I met Stéphane Hisler in Dublin in 2007 when I was Artist in Residence for Dublin City Council and when he was dancing there for other Irish choreographers. Since then he’s been part of the creation of and performed in a number of my works (Niche, Three+1 for now, Sweetspot, Tabernacle), contributing his characteristic passion, fierce physicality and generous support. More recently, we’ve swapped roles when I asked him to be one of the choreographers of Cure.
Our work together has been based on a shared physicality, though I am not as physically fearless, gifted or strong as he is, and it was encouraging to work with him on Cure in Melbourne where he now lives, to find that I still have some of that energy in my body.
Geographical distance between us makes it less easy to find opportunities for Stéphane and I to work together. Cure proves it’s not impossible. Stéphane’s work with Snuffpuppets (who hosted the Melbourne leg of the Cure creation) provided another opportunity recently when he toured with them to Romania and got in touch to say that he wanted to use the trip for us to maintain a dancing connection too.

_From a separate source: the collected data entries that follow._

PR #1290, opened 2018-03-20
Re-Added the sick greeting

aldoram5:
This pull request, re-adds the sickness check before the normal greeting selection. It was re-added to work the way it worked before the new greeting system was integrated.

Also added in this one the known issues list for the battery, didn't make another pull request for that since I didn't wanted to make Travis do another build just for some comments.

### DIFF
--- a/Monika After Story/game/script-ch30.rpy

We rehearsed in Walthamstow at the KNI Foundation studios where I made Porous last year. It was a pleasure to make the short trip there each morning, to dance alongside Stéphane, sharing a familiarity of physical commitment and building on that familiarity to find what we could communicate next through it. We spoke of the value of our shared history in dance and in friendship as a choreographic resource, a shared history that is already a material to work with. I’ve become increasingly conscious of my appetite to acknowledge, draw on, strengthen and energise the networks I’ve established over the years. These networks are professional and international but they are also networks of friendship that teach and support me. Despite being international, geographically dispersed and irregularly activated, I trust these relationships and the care they provide.
I brought to our research my ongoing preoccupation with permeable borders, introducing the notion of smear that I’ve taken from the paintings of Francis Bacon. In many of Bacon’s paintings, I see the organic viscerality of human shapes smeared against linear frameworks and cages. The human body exceeds its corporal borders, (violently, erotically) but does so in relation to external formal structures. Smear wasn’t difficult for Stéphane and me since our dancing together invariably produces sweat and a slippery contact that generates movement beyond the direct lines of pressure and intention. Sweat crosses the body’s skin border, and does so involuntarily. It is not really consciously controlled even if we can generate the conditions that call it forth. Emotional states such as fear also generate sweat as an involuntary exceeding of physical containment. Sharing sweat creates a space of mingling of our insides in a shared point of generative contact. Bacon’s studies of wrestlers in quasi-sexual, quasi-combative intertwining came to mind in parts of our movement.
We finished the week with physical material, with ideas and with an appetite to give further shape to this work. It’s good to have a shared project to plan for.